Insurance Regulatory and Development Authority (IRDA) is planning to give insurance companies more headroom to invest in ‘AA’ rated corporate bonds. This move could boost investments in corporate debt, especially instruments issued by infrastructure companies.
The proposed changes to the investment regulations will allow insurers, both in life and non-life segments, to put up to 15% of their investments in the debt market in ‘AA’ rated corporate instruments.

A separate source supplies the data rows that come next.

PR #4453, opened 2025-09-02
Add an optional monitoring of topic processing delay to ingester pipeline

JamesMurkin:
This will:
 - Expose metrics to show how far behind each partition of the topic being consume is in ms
 - We utilise peekMessages on the pulsar REST/admin api to get this information
 - It is optional and off by default

The purpose of this is so you can see how far behind the ingester is in time (i.e 3 minutes)
 - pulsar only exposes backlog in number of messages, so its hard to tell how much impact a delay is having (i.e 1000 messages could be 1 second behind or 10 minutes)

Also exposes a metric that shows the publish time of messages being processed by the pipeline for each partition

**Note** I've had to "fork" some of pulsar-client-go due to a bug in the client. This is being fixed in https://github.com/apache/pulsar-client-go/pull/1419. Once that is in the upstream client we can remove this internal code copy/fork


internal/common/ingest/ingestion_pipeline.go
```diff
@@ -117,12 +119,19 @@ func (i *IngestionPipeline[T, U]) Run(ctx *armadacontext.Context) error {
...
 	if i.consumer == nil {
-		consumer, closePulsar, err := i.subscribe()
+		client, consumer, closePulsar, err := i.subscribe()
 		if err != nil {
 			return err
 		}
 		i.consumer = consumer
 		defer closePulsar()
+
+		if i.pulsarConfig.DelayMonitor != nil && i.pulsarConfig.DelayMonitor.Enabled {
```
d80tb7: can we make DelayMonitor  a struct rather than a pointer.  that way we just need to check `pulsarConfig.DelayMonitor.Enabled`

internal/common/ingest/ingestion_pipeline.go
```diff
@@ -2,11 +2,13 @@ package ingest
...
 import (
 	"context"
+	"errors"
+	"fmt"
 	"sync"
 	"time"
 
 	"github.com/apache/pulsar-client-go/pulsar"
-	"github.com/pkg/errors"
+	pkgerrors "github.com/pkg/errors"
```
d80tb7: do we actually need both "errors" and "github.com/pkg/errors"?  I'm guessing we could just have the latter.

internal/common/ingest/ingestion_pipeline.go
```diff
@@ -243,11 +253,38 @@ func (i *IngestionPipeline[T, U]) Run(ctx *armadacontext.Context) error {
...
 }
 
-func (i *IngestionPipeline[T, U]) subscribe() (pulsar.Consumer, func(), error) {
+func (i *IngestionPipeline[T, U]) startProcessingDelayMonitor(ctx *armadacontext.Context, pulsarClient pulsar.Client) error {
+	if i.pulsarConfig.RestURL == "" {
+		return fmt.Errorf("cannot enable topic delay monitoring as pulsar RestURL not configured")
+	}
+	pulsarAdminClient, err := pulsarutils.NewPulsarAdminClient(&i.pulsarConfig)
+	if err != nil {
+		return pkgerrors.WithMessage(err, "Error creating pulsar admin client")
```
d80tb7: think all the errors here need to have a lower case starting letter :(

internal/common/ingest/pulsarclient/client.go
```diff
@@ -0,0 +1,73 @@
...
+	authProvider, err := auth.GetAuthProvider(config)
+	if err != nil {
+		return nil, err
+	}
+	return NewPulsarClientWithAuthProvider(config, authProvider)
+}
+
+// NewPulsarClientWithAuthProvider create a client with auth provider.
+func NewPulsarClientWithAuthProvider(config *config.Config, authProvider auth.Provider) (*PulsarClient, error) {
+	if len(config.WebServiceURL) == 0 {
```
d80tb7, line 47: Do we need this?  I guess my argument would be:
- We already have default config files.
- I don't think we do this for anything else?

internal/common/ingest/topic_delay_monitor.go
```diff
@@ -0,0 +1,203 @@
...
+
+func (t *TopicProcessingDelayMonitor) Run(ctx *armadacontext.Context) error {
+	if len(t.partitions) == 0 {
+		err := t.Initialise(ctx)
+		if err != nil {
+			return err
+		}
+	}
+
+	wg := &sync.WaitGroup{}
```
d80tb7, line 91: can't this just be:
```
var wg sync.WaitGroup

for _, topic := range t.partitions {
    wg.Add(1)                 
    go func(topic *pulsarutils.TopicName) {
        defer wg.Done()       
        t.monitorPartitionDelay(ctx, topic)
    }(topic)              
}
wg.Wait()
```

internal/common/ingest/pulsarclient/client.go
JamesMurkin: This code is copied from the pulsar-client-go. I only modified the file by deleting functions we didn't need but otherwise didn't modify it.

I can change the logic but I'd rather not have more modifications compared to upstream than we absolutely need to.

internal/common/ingest/topic_delay_monitor.go
JamesMurkin: Yes, updated to match suggested

internal/common/ingest/pulsarclient/client.go
d80tb7: ah ok yes- in the case it doesn't matter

The headroom for investments in ‘AA’ rated corporate bonds will be created by clubbing the investment limits in government securities along with ‘AAA’ rated corporate bonds. The combined investment limit for these instruments could be set at 75%. At present, insurers had to put 75% of their debt market investments in ‘AAA’ rated instruments excluding government securities.
The IRDA is considering changes to its investment regulations following inter-regulatory meetings under the aegis of the Financial Stability and Development Council (FSDC).
This move would release almost a quarter of the funds available with insurance companies for investment in ‘AA’ rated corporate bonds.
The IRDA is also reducing the minimum tenure for investment in infrastructure bonds to five years from the present ten years.
Insurers may also be allowed to invest in Special Purpose Vehicles (SPVs) in the infrastructure sector to increase the flow of long term funds.
Moreover, as Reserve Bank of India (RBI) has allowed insurers to participate in Credit Default Swaps (CDS) market, insurers will be encouraged to invest in listed corporate bonds and unlisted bonds of infrastructure companies as they can now hedge their risks.